We kept the radio on as the only remaining thread of information and authority. The government messages were repetitive - lists of quarantine zones, advisories to avoid travel or contact, useless tidbits about "maintaining hope in crisis" alongside the martial loop of patriotic songs.
Three days ago, even that last governmental radio frequency disappeared. No official sign-off message or indication of the silence to come. Just four words midway through an advisory repeating strained assurances of enough resources to outlast the epidemic. Then static.
Now, there is nothing but the blank absence where constant media once flowed. No updates on the worsening conditions across the nation and globe.
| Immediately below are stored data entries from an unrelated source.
PR #1806, opened 2020-11-18
[JBPM-9470] User Task output variable mapping to an object attribute

fjtirado:
Reading expressionLanguage from process
Implementing assigment for mvel
Introduced system property (org.kie.jbpm.bpmn2.useDefinitionLanguage) to specify if expressionLanguage should be read from definitions if language is not specified in Assigment (default value false, since there are working process which have mvel as definition and are using Xpath)

**JIRA**: 

[JBPM-9470](https://issues.redhat.com/browse/JBPM-9470)

### DIFF
--- a/jbpm-bpmn2/src/main/java/org/jbpm/bpmn2/xml/elements/DataAssociationFactory.java
+++ b/jbpm-bpmn2/src/main/java/org/jbpm/bpmn2/xml/elements/DataAssociationFactory.java
@@ -17,9 +17,15 @@
 package org.jbpm.bpmn2.xml.elements;
 
 import java.util.ArrayList;
+import java.util.Collection;
+import java.util.LinkedList;
 import java.util.List;
 import java.util.Map;
+import java.util.regex.Pattern;
+import java.util.stream.Collectors;
 
+import org.jbpm.process.builder.dialect.ProcessDialectRegistry;
+import org.jbpm.util.PatternConstants;
 import org.jbpm.workflow.core.node.Assignment;
 import org.jbpm.workflow.core.node.DataAssociation;
 import org.jbpm.workflow.core.node.Transformation;
@@ -30,8 +36,13 @@ import org.w3c.dom.NodeList;
 
 public final class DataAssociationFactory {
     
+    protected static final String LANG_EXPRESSION_ATTR = "language";
+    protected static final String DEFAULT_DIALECT = "XPath";
+    protected static final String USE_DEFINITION_LANGUAGE_PROPERTY = "org.kie.jbpm.bpmn2.useDefinitionLanguage";
     private static final Logger logger = LoggerFactory.getLogger(DataAssociationFactory.class);
     
+    private static Map<String, Pattern> dialectPatterns = buildDialectPatterns(ProcessDialectRegistry.getDialects());
+
     private DataAssociationFactory() {
         // do nothing
     }
@@ -63,7 +74,7 @@ public final class DataAssociationFactory {
                 }
                 case "transformation":
                 {
-                    String lang = subNode.getAttributes().getNamedItem("language").getNodeValue();
+                    String lang = subNode.getAttributes().getNamedItem(LANG_EXPRESSION_ATTR).getNodeValue();
                     String expression = subNode.getTextContent();
                     transformation = new Transformation(lang, expression, source);
                     break;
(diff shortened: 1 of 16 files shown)


mareknovotny:
@MarianMacik but this PR looks like turn out the deadlock for GH actions on jdk 8 vs jdk11 re: https://issues.redhat.com/browse/JBPM-9456

jbpm-bpmn2/src/test/resources/BPMN2-DataInputAssociations-Pojo-Complete.bpmn2
```diff
@@ -0,0 +1,50 @@
...
+             xmlns="http://www.omg.org/spec/BPMN/20100524/MODEL"
+             xmlns:xsi="http://www.w3.org/2001/XMLSchema-instance"
+             xsi:schemaLocation="http://www.omg.org/spec/BPMN/20100524/MODEL BPMN20.xsd"
+             xmlns:g="http://www.jboss.org/drools/flow/gpd"
+             xmlns:bpmndi="http://www.omg.org/spec/BPMN/20100524/DI"
+             xmlns:dc="http://www.omg.org/spec/DD/20100524/DC"
+             xmlns:di="http://www.omg.org/spec/DD/20100524/DI"
+             xmlns:tns="http://www.jboss.org/drools">
+
+  <itemDefinition id="_instanceMetadataItem" structureRef="org.jbpm.bpmn2.DataTest$Person" />
```
gmunozfe, line 15: This value including "$" is not valid as QName:
_The 'structureRef' attribute is invalid - The value 'org.jbpm.bpmn2.DataTest$Person' is invalid according to its datatype 'http://www.w3.org/2001/XMLSchema:QName' - The '$' character, hexadecimal value 0x24, cannot be included in a name._

which it's shown in the parser as an error:
```
ERROR Node Info: id:_instanceMetadataItem name: 
Parser message: (null: 15, 94): cvc-datatype-valid.1.2.1: 'org.jbpm.bpmn2.DataTest$Person' is not a valid value for 'QName'.
```

though dollar-sign ($) is the way that mvel 2.0 uses to access nested classes

jbpm-bpmn2/src/test/resources/BPMN2-DataInputAssociations-Pojo-Complete.bpmn2
```diff
@@ -0,0 +1,50 @@
...
+        <inputSet>
+          <dataInputRefs>coId</dataInputRefs>
+        </inputSet>
+        <outputSet>
+        </outputSet>
+      </ioSpecification>
+      <dataInputAssociation>
+        <sourceRef>instanceMetadata</sourceRef>
+        <targetRef>coId</targetRef>
+        <assignment language="http://www.mvel.org/2.0">
```
gmunozfe, line 36: _language_ is not a valid attribute inside _**tAssignment**_ type:
_The 'language' attribute is not allowed._

gmunozfe (commented):
Some issues with the xml validation (dollar sign used in mvel nested classes is not valid as a QName, and language is not an attribute of tAssignment type).
Some mvel expressions may include also question mark to treat nulls (if add tests for them)

jbpm-bpmn2/src/test/resources/BPMN2-DataInputAssociations-Pojo-Complete.bpmn2
fjtirado: This $ is the name of the inner class, since this is test, I think we can live with it (I will prefer to not make this class available in a different file since it only applies to this test)

jbpm-bpmn2/src/test/resources/BPMN2-DataInputAssociations-Pojo-Complete.bpmn2
fjtirado: yes, thats surprising, since bpmn specification https://www.omg.org/spec/BPMN/2.0/PDF, in page 223, states:
The Assignment class is used to specify a simple mapping of data elements using a specified Expression language.The default Expression language for all Expressions is specified in the Definitions element, using the expressionLanguage attribute. It can also be overridden on each individual Assignment using the same attribute
Anyway, I remove language attribute from XMLs and, in order to achieve independence from JIRA https://issues.redhat.com/browse/JBPM-9471, try to deduce if the language used in the assigment in the expression is mvel based on the context of from and to, but I left the code that search for language attribute in Assignment (which will always be null right now) so it gets executed when both XSD is fixed and Designed sets this attribute.

jbpm-bpmn2/src/test/resources/BPMN2-DataInputAssociations-Pojo-Complete.bpmn2
```diff
@@ -0,0 +1,50 @@
...
+          <from>#{instanceMetadata.address.city}</from>
```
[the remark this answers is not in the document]
fjtirado: Good idea, done

jbpm-bpmn2/src/test/resources/BPMN2-DataInputAssociations-Pojo.bpmn2
```diff
@@ -0,0 +1,50 @@
...
+          <dataInputRefs>coId</dataInputRefs>
+        </inputSet>
+        <outputSet>
+        </outputSet>
+      </ioSpecification>
+      <dataInputAssociation>
+        <sourceRef>instanceMetadata</sourceRef>
+        <targetRef>coId</targetRef>
+        <assignment>
+          <from language="http://www.mvel.org/2.0">#{address.city}</from>
```
gmunozfe, line 37: Could you add a comment indicating that language attribute validation against xsd will fail here (though it shouldn't, according to the standard, as you mention before)?
It's just to keep in mind in the future that this is a known issue to us in the xsd definition.

gmunozfe (approved):
Just a minor comment to indicate in one of the bpmn files that the attribute language is not currently supported by the standard xsd.

jbpm-bpmn2/src/test/resources/BPMN2-DataInputAssociations-Pojo.bpmn2
fjtirado: This is a typo and should not be there.

gmunozfe (approved):

jbpm-flow-builder/src/main/java/org/jbpm/process/builder/dialect/mvel/MVELAssignmentAction.java
```diff
@@ -0,0 +1,102 @@
...
+        if (targetObject == null || notEvalTarget()) {
+            producer.accept(context, nodeInstance, notEvalSrc() ? srcObject : MVELSafeHelper.getEvaluator().eval(
+                    from, srcObject, resolver));
+        } else {
+            resolver.addExtraParameter(srcExpr, srcObject);
+            resolver.addExtraParameter(targetExpr, targetObject);
+            MVELSafeHelper.getEvaluator().eval(ensureLocated(targetExpr, to).concat("=").concat(ensureLocated(srcExpr,
+                    from)), resolver);
+        }
+    }
```
elguardian, line 73: The concept of "." as "this" is does not feel very standard.
The concept of expression [] for arrays is as well very strange without setting the name of the array.

To make things a bit more standard we should remove the logic of ensureLocated as you are trying to infer things. 
We can can set the extra parameters as source/target for instance as a pointer to the object. or even something like 
@source[3].myprop = @target.myprop. This will avoid the problem of having node output express with the same name as target. (Edge case but could happen)

This should leave trail in the audit table so I would suggest to add a test about that to evaluate the source expression
target expression
the call producer

in three different steps.

Please also remove the need of #{} if the UI is no setting the language you have already more than enough check to work that properly.

fjtirado: this keyword introduced to cope with the egde case, if expression has same name than target, this usage is mandatory, otherwise is optional

fjtirado: examples edited to not use #{} if language is specified in expression, otherwise it needs to be specified to identify the expression as mvel

fjtirado: this prefix is now used in list assigment example

jbpm-bpmn2/src/test/java/org/jbpm/bpmn2/DataTest.java
```diff
@@ -495,7 +615,109 @@ public void executeWorkItem(WorkItem workItem,
...
+                        assertEquals("Spain", person.getAddress().getCountry());
+                    }
+
+                });
+        ksession.startProcess("process", Collections.singletonMap("instanceMetadata", new Person("Napoleon",
+                new Address("Paris", "France"))));
+    }
+
+    @Test
+    public void testDataOutputAssociationsWithPojoList() throws Exception {
```
afalhambra, line 688: I think it would be good to add a test to prove it works fine when using Maps as Anton's comment in the jira ticket. So we are covering all possible scenarios, wdyt?

afalhambra (changes requested):
Very nice implementation. I just left some comments for your review.
Thanks!

jbpm-bpmn2/src/main/java/org/jbpm/bpmn2/xml/elements/DataAssociationFactory.java
```diff
@@ -79,22 +90,75 @@ public static DataAssociation readDataOutputAssociation(Node xmlNode, Map<String
...
+            }
+            while (parentNode != null && !parentNode.getLocalName().equals("Definitions"));
+            if (parentNode != null) {
+                dialect = findDialect(parentNode.getAttributes().getNamedItem("expressionLanguage"));
             }
         }
-        return new Assignment("XPath", from, to);
+        // finally, if still not able to determine language, check if from or to contains a mvel expression 
+        if (dialect == null && PatternConstants.PARAMETER_MATCHER.matcher(from.getTextContent()).matches() ||
+            PatternConstants.PARAMETER_MATCHER.matcher(to.getTextContent()).matches()) {
```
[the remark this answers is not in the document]
fjtirado: Good catch

jbpm-bpmn2/src/main/java/org/jbpm/bpmn2/xml/elements/DataAssociationFactory.java
```diff
@@ -79,22 +90,75 @@ public static DataAssociation readDataOutputAssociation(Node xmlNode, Map<String
...
+
+        // there are some working process which declares MVEL in definition but use XPATH, in order
+        // to prevent these files to fail, we check a flag (disable by default) before reading expression 
+        // language from definition
+        if (dialect == null && Boolean.getBoolean(USE_DEFINITION_LANGUAGE_PROPERTY)) {
+            Node parentNode;
+            do {
+                parentNode = node.getParentNode();
+            }
+            while (parentNode != null && !parentNode.getLocalName().equals("Definitions"));
```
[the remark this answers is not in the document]
fjtirado: I do not think there is an infinite loop, parentNode is always evaluted before the termination condition

jbpm-flow-builder/src/main/java/org/jbpm/process/builder/dialect/mvel/MVELAssignmentAction.java
```diff
@@ -0,0 +1,113 @@
...
+        this.to = toMatcher.find() ? toMatcher.group(1) : assignment.getTo();
+        this.src = source;
+        this.target = target;
+        this.srcExpr = sourceExpr;
+        this.targetExpr = targetExpr;
+        this.producer = producer;
+    }
+
+    @Override
+    public void execute(NodeInstance nodeInstance, ProcessContext context) throws Exception {
```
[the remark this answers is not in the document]
fjtirado: good catch

jbpm-bpmn2/src/test/java/org/jbpm/bpmn2/DataTest.java
fjtirado: Done

afalhambra (approved):
Awesome work @fjtirado! thanks

elguardian (approved):
Good to go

No snippets of news about governments struggling to respond as society unravels at the seams. Only the cold reality of the world having gone suddenly quiet.
Joon-ho and I huddle indoors, the heating and generator still functioning with our hoarded fuel reserves. But the deeper chill comes from the mute void left by the collapsed channels of communication. Even the righteous anger and fearful arguing of strangers online would be comforting compared to this empty unknowing.
Outside the first snows have come, muffling the landscape we scarcely dare to traverse anymore. As the days grow darker and shorter with winter's advance, I cannot shake the feeling the long night ahead will be longer and darker without the vanished voices that used to connect us. We are well into the post-apocalyptic abyss, and winter's silence is settling upon the remnants of humanity.
The cold pit of dread in my stomach whispers that the deepest winter is yet to arrive for our species.